А вот легкоатлет знакомый пробежал – мы к нему, а он от нас. Марафон он, видите ли, бежит. Имени Первого Салюта. Следом за ним другие марафонцы промелькнули, даже не поздоровались. А штанги–то никто не несёт. И денег у нас максимум на два блина.

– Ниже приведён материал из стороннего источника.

PR #992, opened 2019-02-27
Remove LSTEventsource,

MaxNoe:
Got moved to https://github.com/cta-observatory/ctapipe_io_lst


ctapipe/io/nectarcameventsource.py
```diff
@@ -242,3 +247,83 @@ def fill_r0_container_from_zfile(self, event):
             event
         )
 
+class MultiFiles:
+
+    """
+    This class open all the files in file_list and read the events following
+    the event_id order
```
kosack: Could use a better description and class name - does this merge multiple camera files? Or chain together multiple observations? I guess the former?  Does it provide an EventSource interface? Does it keep all files in memory?

MaxNoe: I would not do this here, the nectarcam got also removed, see #993

MaxNoe: So, though this class was moved here, because nectarcam dependent on lstcam internals, (and also sst1m internals, btw), we should ignore this and just merge both PRs.

Issue #5121, opened 2023-04-18
Bad rendering of tables on dashboards


rephus:
### Description

See video here https://lightdash-community.slack.com/archives/C03MG2VTR08/p1681769386075439?thread_ts=1681769380.931989&cid=C03MG2VTR08

ZeRego:
### Context:

We use the library [@tanstack/react-virtual](https://tanstack.com/virtual/v3 ) to virtualize the table rows and make the page performant. 

This means that the browser is only rendering the visible rows instead of all of them. This makes a great impact when there are thousands of results.

The library is constantly calculating what rows should be visible. That takes into account the visible area, the scroll position, and the size of the rows. 

### Problem:

Our table headers don't have a fixed width. Their width adapts depending on the cell's values and that impacts row height as well.
Since we only render the visible rows the cell's values are always different causing the column's width to also change.

This might cause an edge case where: 
1. virtualize library tries to render a new row at the bottom since there is space
2. table columns change width
3. table rows change height
4. virtualize library notices that the last row is not visible anymore and removes it 
5. table columns change width again
6. table rows change height again
7. ...back to point 1



https://user-images.githubusercontent.com/9117144/233420327-6e8b7aa9-ba27-4dac-b3da-260e078b8b94.mp4

hamzahc1:
Can we do something like set a max row height (and scroll if text goes beyond that rather than wrap?)

ZeRego:
> Can we do something like set a max row height (and scroll if text goes beyond that rather than wrap?)

That could reduce slightly the occurrence but wouldn't solve the problem. 

Fixed column widths seem to be the only solution to remove this edge case. 
We could let editors change the column width when editing a table visualization and save the width values.

Example: https://react-table-v7.tanstack.com/docs/examples/column-resizing

ZeRego:
Tried to reduce the number of rows that we preload from 25 to 1 but we still have the same problem. Also thought about increasing the preload to 100 but wouldn't work either. There only needs to be 1 row with big text to cause the issue so it doesn't matter the number of preload rows. We won't be able to stabilize the column width.  

https://user-images.githubusercontent.com/9117144/233689683-fc28c667-cbc4-4273-906a-62c6df3ccd77.mp4

Tested columns with fixed width but also got weird behavior from the library while scrolling. 

https://user-images.githubusercontent.com/9117144/233690131-699a98b6-8d50-4595-96c8-af437f49142a.mp4

[...]

Issue #2396, opened 2022-06-10
Make numbers monospaced in results table + table viz


owlas:
### Description

Numbers are much harder to read in a column if they aren't monospaced

ZeRego:
I’m in favour of changing all the results to a monospaced font, not just numbers.

owlas:
Any benefit to strings being monospaced though? Readability would (I think?) be worse. But maybe the table would look very inconsistent using two fonts

JohnRomanski:
> Numbers are much harder to read in a column if they aren't monospaced

This seems subjective to me. Are you referring to the result tables? What about the table visualization?

Could you allow this to be user-selectable? themeable? (We have people that spend a lot of time in Excel to get our branded fonts right for presentations.)

TuringLovesDeathMetal:
@PriPatel any preference for a monospaced font here?

PriPatel:
@ZeRego 
My proposal from the UI redesign work from the last couple of months is to use the font `Inter`.
There is some info here about a tabular version:
https://rsms.me/inter/#features/tnum

What are your thoughts? Would this work?

ZeRego:
@PriPatel would that be enabled for the entire website or just in specific places?

PriPatel:
@ZeRego That would be enabled for all results/viz table including letters if needed. (and perhaps any other areas that require this).

PriPatel:
Closing as we've made decisions on the font and [implemented this on pivot tables.](https://github.com/lightdash/lightdash/pull/5960#event-9568739560)  We will be using Inter ( it has a tabular version). We can open extra tickets to roll out this plus other frontend pivot table changes to other table types in the app.

PR #5388, opened 2023-05-05
feat: truncate large text in table cell

ZeRego:
Closes: #5121 

### Description:

To avoid issues with virtualization, where the rows have different heights, we now truncate large texts.
We consider large text if there are more than 35 chars. ( an arbitrary number that is usually close to 300px )
We set those cells to have 300px width and expand them on hover or when the cell is selected.

Preview:

May-05-2023 16-49-17

Preview in PR: 
https://lightdash-pr-5388.onrender.com/projects/3675b69e-8324-4110-bdca-059031aa8da3/saved/1db7e2c3-8f73-489d-a145-d30ff0043b1c/view
Note that our demo data doesn't have large text so I had to use a table calculation (table calculation values are always aligned to the right).

### Cons:

- Words longer that 300px won't be fully visible.

Captura de ecrã 2023-05-05, às 15 40 22

- We force the cell to be 300px when the text is longer than 35 chars, even if the text isn't truncated. This problem exists because [we don't use a monospaces font in the tables](https://github.com/lightdash/lightdash/issues/2396).

Captura de ecrã 2023-05-05, às 15 58 03

- Didn't add support for such cases in pivot tables with metrics as rows. Should we support it ?

Captura de ecrã 2023-05-05, às 16 19 59

### DIFF
--- a/packages/frontend/src/components/Explorer/ResultsCard/CellContextMenu.tsx
+++ b/packages/frontend/src/components/Explorer/ResultsCard/CellContextMenu.tsx
@@ -42,7 +42,7 @@ const CellContextMenu: FC<
     const fieldValues = mapValues(cell.row.original, (v) => v?.value) || {};
 
     return (
-        <Menu>
+        <Menu style={{ maxWidth: 500 }}>
             {!!value.raw && isField(item) && (
                 <UrlMenuItems
                     urls={item.urls}
--- a/packages/frontend/src/components/common/Table/BodyCell.tsx
+++ b/packages/frontend/src/components/common/Table/BodyCell.tsx
@@ -20,6 +20,7 @@ interface CommonBodyCellProps {
     fontColor?: string;
     copying?: boolean;
     selected?: boolean;
+    isLargeText?: boolean;
     tooltipContent?: string;
     minimal?: boolean;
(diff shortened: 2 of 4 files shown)


packages/frontend/src/components/Explorer/ResultsCard/CellContextMenu.tsx
```diff
@@ -42,7 +42,7 @@ const CellContextMenu: FC<
     const fieldValues = mapValues(cell.row.original, (v) => v?.value) || {};
 
     return (
-        <Menu>
+        <Menu style={{ maxWidth: 500 }}>
```
ZeRego, line 45: Make sure the cell context menu isn't massive with large texts.

IrakliJani:
> Didn't add support for such cases in pivot tables with metrics as rows. Should we support it ?

@ZeRego we can do it separately in another PR. there are a lot of stuff missing from the new pivot table. it's not mature enough.. no virtualization and stuff like that

IrakliJani (approved):
yeah I think this change is good to go. we can think more how we want to improve tables v2 (i.e. fixed, resizeable columns and stuff like that) including using monospaced or not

И вдруг появляется из–за угла наш Коля Шварцнеггер – это у чувака такой спортивный псевдоним, чтобы никто не догадался. Походка тяжёлая, глазки красные, улыбочка характерная. И катит перед собой воот такую тачку с блинами! Ну, говорит, чуваки, сегодня оттянемся: дядя из Джанкоя посылочку прислал. Тут все штангисты сразу расцветают на лице и радостно, но без лишней спешки идут в укромный скверик. Там они надевают на штангу блины, крепенько их привинчивают, чтобы не послетали, и начинают её по очереди тягать. Пару раз потянули – ох, хорошо–то как! А тут и менты откуда ни возьмись. «А–а, – кричат, – попались, штангисты сраные!…»

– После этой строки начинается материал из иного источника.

Issue #5201, opened 2023-04-26
Copying a list of IDs into filters makes it lowercase 


rephus:
### Description

In some cases, they are trying to copy and paste a large number of ids for items into a filter (e.g. G123, C234, H345, I7658). However, when they actually paste this into Lightdash, this appears lowercase within the filter textbox (e.g. g123, c234, h345, i7658 ). Therefore, if they're using the is equal to filter then this would return No Results.

PR #5392, opened 2023-05-06
fix: Copying a list of IDs into filters makes it lowercase

muhsinkamil:
Closes:  https://github.com/lightdash/lightdash/issues/5201

### Description:

- Remove lowercase conversion while merge and do lowercase conversion only for unique checking

### DIFF
--- a/packages/frontend/src/components/common/Filters/FilterInputs/AutoComplete/autoCompleteUtils.ts
+++ b/packages/frontend/src/components/common/Filters/FilterInputs/AutoComplete/autoCompleteUtils.ts
@@ -31,10 +31,7 @@ export const mergeUniqueValues = (
     values: string[],
     newValues: string[],
 ): string[] => {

Ну, а дальше–то что? А дальше мы им просто по тыкве настучали, чтобы не мешали людям культурно отдыхать. Ведь мы же спортивные парни штангисты, не наркоманы какие–нибудь! И пусть они нас на измену не высаживают!
Сказка про мышу
А вот история из жизни старого растамана. Просыпается, короче, старый растаман у себя на хате и думает две мысли. Первая мысль: о, ништяк. Ну, это чисто абстрактная мысль, это он по сезону всегда так думает, как проснётся: о, ништяк. Потому что ништяк в натуре. Тело как перышко, крыша как друшляк, внутри желудка пустота. А вот вторая мысль, он думает: а неплохо бы вот подняться и что–нибудь из ништяков вчерашних заточить неплохо бы. Потому что там ништяков нормально осталось, типа банка тушонки, булка хлеба, картошки пол–казана, короче ни фига себе ништяков осталось. И вот он встаёт и идёт их заточить.

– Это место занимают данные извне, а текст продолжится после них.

Issue #5401, opened 2023-05-09
Can't navigate to Space when browsing All Spaces


joaoviana:
### Description

Users can't navigate to space when browsing All Spaces

### Reason

Issue with anchor tag link ![image](https://user-images.githubusercontent.com/7611706/237055323-7aeeaaff-c604-457a-adc4-d8a690b5b1bb.png)

PR #5410, opened 2023-05-09
fix: get correct link for a space in all spaces grid

joaoviana:
Closes: #5401 

### Description:
When viewing All Spaces, each Link has an empty string for `projectUuid`. 
This only happens on spaces. 

Before
(see issue)

After
image

### DIFF
--- a/packages/frontend/src/components/common/ResourceView/resourceUtils.ts
+++ b/packages/frontend/src/components/common/ResourceView/resourceUtils.ts
@@ -50,7 +50,9 @@ export const getResourceUrl = (projectUuid: string, item: ResourceViewItem) => {
         case ResourceViewItemType.CHART:
             return `/projects/${projectUuid}/saved/${item.data.uuid}`;
         case ResourceViewItemType.SPACE:
-            return `/projects/${projectUuid}/spaces/${item.data.uuid}`;
+            return `/projects/${projectUuid || item.data.projectUuid}/spaces/${
+                item.data.uuid
+            }`;
         default:
             return assertUnreachable(item, `Can't get URL for ${itemType}`);
     }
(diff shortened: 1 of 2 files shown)


packages/frontend/src/components/common/ResourceView/resourceUtils.ts
```diff
@@ -50,7 +50,9 @@ export const getResourceUrl = (projectUuid: string, item: ResourceViewItem) => {
         case ResourceViewItemType.CHART:
             return `/projects/${projectUuid}/saved/${item.data.uuid}`;
         case ResourceViewItemType.SPACE:
-            return `/projects/${projectUuid}/spaces/${item.data.uuid}`;
+            return `/projects/${projectUuid || item.data.projectUuid}/spaces/${
+                item.data.uuid
+            }`;
```
joaoviana, line 55: in `ResourceViewGrid` we set some props to empty strings by default:
```
  pinnedItemsProps = { projectUuid: '', pinnedListUuid: '' },
```

There could be another way of solving this bug but this is a quick fix for now. Essentially we should accommodate no empty strings for space items? What do we think?

IrakliJani: @yasmin-e was this a breaking change from the backend changes? maybe it should be fixed in the backend?

ZeRego: Looks like a FE issue where the projectUuid property is not being passed to this component. Usually, the project uuid is part of the url.

joaoviana: Absolutely @ZeRego, as you've mentioned it was a props issue. 

Have done this instead, what do we think? https://github.com/lightdash/lightdash/pull/5410/commits/dd26f9fe00a07d41b24100d5b87b52bfc04fbb2a

(cc @IrakliJani , @yasmin-e )

PR #5412, opened 2023-05-09
fix: undefined item on chart click

ZeRego:
Closes: #5356 

### Description:

Haven't been able to reproduce ( it might be an edge case where a column was removed from the query or yml ) but the error report points to this line of code. The code assumes the `selectedFields` is not empty and selectedField can't be undefined, which is not true.

### DIFF
--- a/packages/frontend/src/components/MetricQueryData/MetricQueryDataProvider.tsx
+++ b/packages/frontend/src/components/MetricQueryData/MetricQueryDataProvider.tsx
@@ -69,11 +69,15 @@ export const getDataFromChartClick = (
         (item) => !isDimension(item),
     );
 
-    const selectedField =
-        selectedMetricsAndTableCalculations.length > 0
-            ? selectedMetricsAndTableCalculations[0]
-            : selectedFields[0];
-    const selectedValue = e.data[getItemId(selectedField)];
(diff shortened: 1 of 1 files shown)


packages/frontend/src/components/MetricQueryData/MetricQueryDataProvider.tsx
```diff
@@ -69,11 +69,15 @@ export const getDataFromChartClick = (
...
+    if (selectedMetricsAndTableCalculations.length > 0) {
+        selectedField = selectedMetricsAndTableCalculations[0];
+    } else if (selectedFields.length > 0) {
+        selectedField = selectedFields[0];
+    }
+    const selectedValue = selectedField
+        ? e.data[getItemId(selectedField)]
+        : undefined;
     const fieldValues: Record<string, ResultValue> = Object.entries(
         e.data as Record<string, any>,
```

А ништяков, короче, нету. Пустой казан стоит, и всё. Даже хлеба не осталось. Нету вобще ничего, короче. И вот растаман громко думает: а кто это мои ништяки всё захавал? А из–под шкафа отзывается стрёмный загробный голос: ЭТО Я НИШТЯКИ ТВОИ ЗАХАВАЛ!!! Растаман даже удивился: то есть как это «я ништяки твои захавал»? Это же не может такого быть, вобще, чтобы я ништяки твои захавал. И вобще ты, знаешь, не высаживай, потому что за твои ништяки вобще базара нету. Откуда, вобще, на моей хате твои ништяки? Гонишь ты, короче, ой, гонишь… А голос ему говорит: Дебил! Повторяю ещё раз: Я ништяки ТВОИ захавал! А растаман ему говорит: а кто ты вобще такой, что на моём же флэту на меня дебилом называешь. А ну, если ты такой крутой, вылазь с–под шкафа, я тебе щас покажу, кто в доме хозяин. А голос ему отвечает: ДА, Я КРУТОЙ! ДЕРЖИСЬ, КОЗЁЛ, ЗА СТУЛ, Я ТЕБЕ СЕЙЧАС ВЫЛЕЗУ!
Ну, растаман, короче, взялся за стул. Стоит, смотрит, а с–под шкафа никто не вылазит. Ну, он, короче, повтыкал минут полчаса и пошёл за хлебом. Вернулся, сел хавать. Вдруг слышит из–под шкафа: Чувак, хорош гнать! дай хлебушка!
Растаман туда смотрит, а оттуда характерной походкой вылазит зелёная мыша с красными глазами. И говорит: Ну, дай хлебушка! А растаман ей: хренушки! Не фиг было меня дебилом называть. А ну, лезь обратно под шкаф, не мешай мне хавать. Тогда мыша залазит под шкаф и оттуда бухтит: (маты я пропускаю) Кусочек хлеба для бедной мышки, и то зажал! Ну, подожди: ночью вылезу, снова всё схаваю.
И свалила. А растаман высел на измену. Он же ночью или спит, или зависает. Ситуацию не контролирует, короче. А мыша, она же, во–первых, ночью не спит, в темноте всё видит, это же надо теперь заморачиваться от неё хавчик прятать, чтобы она его не заточила. Это же такой напряг, короче, как на войне, теперь и не покуришь нормально, всё время надо за мышу думать, чтобы она ничего не схавала. Забил косой, покурил – а его не прёт! Такая вот мыша – пришла и весь кайф навеки обломала.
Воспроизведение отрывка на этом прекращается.